[Opening Records shown section]

PR #810, opened 2016-04-26
Configured Dovecot to log into its own logfile

dscoduc:
Added log path info into dovecot configuration file, added a config into logrotate.d folder, created a placeholder file in /var/log and set owner/permissions on the file.

### DIFF
--- a/setup/mail-dovecot.sh
+++ b/setup/mail-dovecot.sh
@@ -39,7 +39,7 @@ apt_install \
 # machine has, so on a two-core machine that's 500 processes/100 users).
 tools/editconf.py /etc/dovecot/conf.d/10-master.conf \
 	default_process_limit=$(echo "`nproc` * 250" | bc) \
-	log_path = /var/log/mail.log
+	log_path=/var/log/mail.log
 
 # The inotify `max_user_instances` default is 128, which constrains
 # the total number of watched (IMAP IDLE push) folders by open connections.
--- a/setup/mail-dovecot.sh
+++ b/setup/mail-dovecot.sh
@@ -39,25 +39,7 @@ apt_install \
 # machine has, so on a two-core machine that's 500 processes/100 users).
 tools/editconf.py /etc/dovecot/conf.d/10-master.conf \
 	default_process_limit=$(echo "`nproc` * 250" | bc) \
-	log_path = /var/log/dovecot.log
-
-# Add logrotate entry for dovecot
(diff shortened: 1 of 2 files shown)


setup/mail-dovecot.sh
```diff
@@ -38,7 +38,26 @@ apt_install \
 # would be 20 users). Set it to 250 times the number of cores this
 # machine has, so on a two-core machine that's 500 processes/100 users).
 tools/editconf.py /etc/dovecot/conf.d/10-master.conf \
-	default_process_limit=$(echo "`nproc` * 250" | bc)
+	default_process_limit=$(echo "`nproc` * 250" | bc) \
+	log_path = /var/log/dovecot.log
+
+# Add logrotate entry for dovecot
+cat > /etc/dovecot/conf.d/90-plugin-fts.conf << EOF;
```
JoshData: Wrong path?

dscoduc:
Indeed it was the wrong path for logrotate.d folder... corrected...

setup/mail-dovecot.sh
```diff
@@ -38,7 +38,26 @@ apt_install \
 # would be 20 users). Set it to 250 times the number of cores this
 # machine has, so on a two-core machine that's 500 processes/100 users).
 tools/editconf.py /etc/dovecot/conf.d/10-master.conf \
-	default_process_limit=$(echo "`nproc` * 250" | bc)
+	default_process_limit=$(echo "`nproc` * 250" | bc) \
+	log_path = /var/log/dovecot.log
```
JoshData: Can't have spaces around the `=` here.

JoshData:
Actually, why don't we log to mail.log instead?

dscoduc:
That probably makes more sense…  I’ve corrected and checked in the changes…

JoshData:
Thanks. The other thing to consider is that this probably breaks fail2ban monitoring of failed imap logins, since it's probably reading syslog for that.

dscoduc:
According to /etc/fail2ban/jail.conf:


> [courierauth]
> 
> enabled  = false
> port     = smtp,ssmtp,submission,imap2,imap3,imaps,pop3,pop3s
> filter   = courierlogin
> logpath  = /var/log/mail.log

There is a port profile for adding imap and pop3 to the config...

JoshData:
This looks fine, but it'll have to wait until I get a chance to test that it doesn't break fail2ban.

JoshData:
Merged via fac8477. Thanks!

[Closing Records shown section]

__Aim of the task__. Tell how many lines of the data include the word "have", without any other words.

__Solution to the problem__. 2